_What the task requires_.
Lines with the word "then": copy all of them from the entries below.

Stored items:

□ □ □ □

Issue #220, opened 2023-05-01
Better loading UX 


samjgorman:
Users are currently placed into a world that is actively loading GLTF models and can get themselves into a set of dangerous states, such as running out of the boundaries of the world before the full GLTF loads.

PR #221, opened 2023-05-01
Improve initial loading with loading screen + safer key controls

samjgorman:
### Description of Changes

- Only add event listeners to the window upon GLTFs loading into the world on load to prevent user from moving around the world before it loads and getting into a dangerous state
- Add an off-the-shelf `<Loader/>` component from `Drei` that provides a simple loading UI while GLTF models are initially loading. We can and should customize this, but this provides a solid foundation to build upon. 

https://user-images.githubusercontent.com/31233283/235414223-ec6dedf8-04a7-4c3d-a4f0-868ae55e39fb.mp4

### Link to Issue
https://github.com/IrisHub/SpaceBar/issues/220

### Testing Procedure
Locally tested for two peers across multiple refreshes, verified that new user joining the space does not block player movement for the user


src/scene/models/GLTFModel.tsx
```diff
@@ -46,7 +46,7 @@ const GLTFModel = ({
       const modelEnv = getProcessedGLTFMeshes(res, {
         position: new Vector3(...modelPosition),
         scale: modelScale,
-        quaternion: new Quaternion(0, 0, 0, 1)
+        quaternion: new Quaternion(0, 0, 0, 1),
```
kanyesthaker, line 49: Check your ESLint rules -- should we have comma dangle on or off?

src/scene/players/UserPlayerEntity.tsx
```diff
@@ -49,47 +51,46 @@ const UserPlayerEntity = ({ listener }: UserPlayerEntityProps) => {
   let isPlayerOnGround = false;
   let playerGravity = new Vector3();
 
-  window.addEventListener('keydown', (e) => {
+  const isUserPlayerControlsEnabled = modelLoadingProgress === 100;
+
+  const keyDownHandler = (e: KeyboardEvent) => {
     switch (e.code) {
       case 'KeyW':
-      case 'ArrowUp':
```
kanyesthaker, line 55: Why are we removing arrow keys?

src/scene/players/UserPlayerEntity.tsx
```diff
@@ -49,47 +51,46 @@ const UserPlayerEntity = ({ listener }: UserPlayerEntityProps) => {
   let isPlayerOnGround = false;
   let playerGravity = new Vector3();
 
-  window.addEventListener('keydown', (e) => {
+  const isUserPlayerControlsEnabled = modelLoadingProgress === 100;
```
kanyesthaker, line 54: Let's use a more generic name than `modelLoadingProgress` since ideally this isn't just the model -- all assets (including skybox, etc.) should be captured in the loader. Even if this isn't how the loader functions now, it's how it should work in the future.

src/scene/Scene.tsx
```diff
@@ -36,13 +36,20 @@ const Scene = () => {
...
           </>
         )}
+
         <PointerLockControls pointerSpeed={PlayerConstants.pointerSpeed} />
         <Skybox />
-        <SceneEntities />
+        {/** Fallback is null for suspense because we use <Loader/> to
+         * render a loading state instead
+         */}
+        <Suspense fallback={null}>
```
kanyesthaker, line 45: Can't we just make the fallback for the `<Suspense/>` be `<Loader/>`? This is based on the react fiber docs https://docs.pmnd.rs/react-three-fiber/tutorials/loading-models#showing-a-loader

src/scene/Scene.tsx
```diff
@@ -36,13 +36,20 @@ const Scene = () => {
...
+          <SceneEntities />
```
kanyesthaker, line 46: We should put the Skybox inside the Suspense as well, no?

kanyesthaker (commented):
great QoL feature 🚀 added some comments

src/scene/players/UserPlayerEntity.tsx
samjgorman: Hmm.. this shouldn't be happening. Will bring back!

src/scene/Scene.tsx
samjgorman: We actually can't do this, the `loader` won't load. believe the Drei specific `Loader` needs to be rendered outside of the canvas, for example, as it's used in the docs here
https://github.com/pmndrs/drei#loader

Would rather follow this approach if we were implementing a custom loader

src/scene/Scene.tsx
samjgorman: Sure!

src/scene/players/UserPlayerEntity.tsx
samjgorman: Updated to `assetsLoadingProgress`

src/scene/models/GLTFModel.tsx
samjgorman: Discussed off github & decided to keep comma dangling on

This comes from mismatch between prettier and eslint. Prettier enables by default while ESLint does not.

It's possible to override prettier by supplying a prettier config in our `spacebar`file, but given that multiple files already have comma-dangle, decided to not go down this route

PR #226, opened 2023-06-01
Enable sentry for FE monitoring

samjgorman:
### Description of Changes

- Enable Sentry to log and track FE errors

Example: pointer lock error getting logged in sentry
image

Will write a brief notion doc describing how to access sentry and how to get value from it

### Link to Issue
https://github.com/IrisHub/SpaceBar/issues/227

### Testing Procedure
Created and logged a dummy error


src/index.tsx
```diff
@@ -14,8 +15,41 @@ if (process.env.REACT_APP_LOG_LEVEL) {
   log.setLevel(process.env.REACT_APP_LOG_LEVEL as log.LogLevelDesc);
 }
 
+// Init sentry logging
+Sentry.init({
+  dsn: 'https://aab1fccd8f4649f69c22b5721ad767ce@o4505282763161600.ingest.sentry.io/4505282764800000',
```
kanyesthaker, line 20: are we leaking a token here?

src/index.tsx
```diff
@@ -14,8 +15,41 @@ if (process.env.REACT_APP_LOG_LEVEL) {
...
+  integrations: [new Sentry.BrowserTracing({}), new Sentry.Replay()],
+  // Performance Monitoring
+  tracesSampleRate: 1.0, // Capture 100% of the transactions, reduce in production!
```
kanyesthaker, line 23: what does "reduce in production" mean? how are we doing it?

kanyesthaker (commented):
thanks for adding this! make sure to link a github issue (create one if it doesn't exist), I do want to build that habit. Could you also link your notion doc in the PR description?

src/index.tsx
samjgorman: https://docs.sentry.io/product/sentry-basics/dsn-explainer/

Great question! This is a datasource name (DSN) that Sentry specifies is safe to have publically available

src/index.tsx
samjgorman: `tracesSampleRate determines the representative sample of errors sent to Sentry.

From the sentry docs: 

We recommend sampling your transactions for two reasons:

1. Capturing a single trace involves minimal overhead, but capturing traces for every page load or every API request may add an undesirable load to your system.
2. Enabling sampling allows you to better manage the number of events sent to Sentry, so you can tailor your volume to your organization's needs.

---

Because our system isn't particularly large and have not yet seen noisey errors crowding out information we need, would recommend leaving the sampling rate at 100%.  Let's observe the effect this has on Spacebar (from initial QA did not notice any performance regressions from leaving this on) and reduce if necessary from our next QA?

kanyesthaker: sgtm

kanyesthaker (approved):

PR #235, opened 2023-06-21
Fix: Show player's own video with better error handling

samjgorman:
### Description of Changes

- Fix bug where player's own video would not show. This is because the component would switch between rendering the error message dialog component to the video component and lose the media stream context
- This "You are not connected to the server" message isn't part of the standard errors that media stream gives, and isn't actionable + is too technical for an end user -- so lifted this down to the log level where it can be accessed in the info console. 

### Link to Issue
https://github.com/IrisHub/SpaceBar/issues/200

### Testing Procedure
Tested locally that player can see own video on join + when peer joins


src/interface/VideoPlayer.tsx
```diff
@@ -51,7 +53,9 @@ const VideoPlayer = ({ height, width }: VideoProps) => {
   const [audioEnabled, setAudioEnabled] = useState(true);
   const [videoEnabled, setVideoEnabled] = useState(true);
   const [errMessageList, setErrMessageList] = useState<string[]>([]);
-  const [errMessage, setErrMessage] = useState<string | undefined>(undefined);
+  const [showErrMessage, setShowErrMessage] = useState<string | undefined>(
```
kanyesthaker, line 56: Why the name change? The thing that we're setting in this variable is the actual error message text itself, right?

src/interface/VideoPlayer.tsx
```diff
@@ -222,9 +213,9 @@ const VideoPlayer = ({ height, width }: VideoProps) => {
 
   return (
     <>
-      {errMessage && <Dialog text={errMessage} color={Colors.warningRed} />}
-
-      {!errMessage && (
+      {showErrMessage ? (
+        <Dialog text={showErrMessage} color={Colors.warningRed} />
+      ) : (
```
kanyesthaker, line 218: If we're moving the AVNotConnectedInfoMessage to the log, do we still need to conditionally render the video for the remaining error message types? Notice you removed the `!errMessage` conditional

kanyesthaker (commented):
looks p good, just a couple qs

src/interface/VideoPlayer.tsx
samjgorman: Good catch, changed this back

src/interface/VideoPlayer.tsx
kanyesthaker: sgtm!

PR #237, opened 2023-07-06
fix: player model should no longer ever be stuck in the floor

### LINKED ISSUE #234: When peer is away from their tab, and another peer joins, the first peer will appear like they are stuck at the spawn position.

kanyesthaker:
### Description of Changes
Peers will get de-synced with other peers if no coordinates are being streamed, for example when the player has left their tab. This causes weird and unintuitive behavior, as the player's model would get set in an unnatural default animation loop. This fixes the issue by making sure that peers are always streaming coordinates. There should be no additional performance cost, as there is no extra computation being done per-frame.

### Link to Issue
closes #234 

### Testing Procedure
Tested by leaving one peer in a window, moving away from that window, and having another peer join. The original peer is in the appropriate position.


samjgorman (approved):
Looks good -- discussed async whether this could introduce more memory issues in the short term as the peer receives more stateful updates from their onMessage. 

We'll monitor for issues but unlikely as of today this would cause significant issue

PR #238, opened 2023-07-07
infra: added sentry sourcemap uploads

shalins:
### Description of Changes
* added sentry sourcemaps as part of build & deploy process


spacebar
```diff
@@ -1,12 +1,57 @@
...
+	fi
+
+	echo "Updated from v$VERSION_NUMBER to $INCREMENTED_VERSION"
+}
+
+function release_to_sentry() {
+	local service="$1"
+
+	ORG=$SENTRY_ORG
+  if [ "$service" == "client" ]; then
```
samjgorman, line 40: What if the service is `all`?  Seems like we'd then just set env vars for the server

.env.local.sample
```diff
@@ -1,5 +1,11 @@
+# These keys must be filled in order to upload the sourcemaps to Sentry properly
```
samjgorman, line 1: Why don't we commit these keys to the repo? Is this because we have multiple sentry orgs currently?

samjgorman (commented):
Nice work here! Left some questions for my own understanding + for clarity -- excited for this!

spacebar
```diff
@@ -28,6 +74,7 @@ Options:
     lint            Run linters on all files. Run with --fix to fix.
     logs            Stream most recent logs. Run with --client for client logs, --server for server logs.
     deploy          Deploy the client with --service client, the server with --service server, or both with --service all.
+    cancel          Cancel the client with --service client, the server with --service server, or both with --service all.
```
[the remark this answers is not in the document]
shalins: SIGINT just stops printing the build log to STDOUT, it doesn't kill the process. Cancel kills the process so you can actually cancel builds in the middle

spacebar
shalins: if you look at the flag parser logic, `all` just calls the spacebar script twice, once for client and once for server, so it should always go through these correctly

.env.local.sample
shalins: because it's generally bad practice to commit our api secret keys to the repo

server/app.ts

□ □ □ □

_Written reply_.
+  if [ "$service" == "client" ]; then
samjgorman, line 40: What if the service is `all`?  Seems like we'd then just set env vars for the server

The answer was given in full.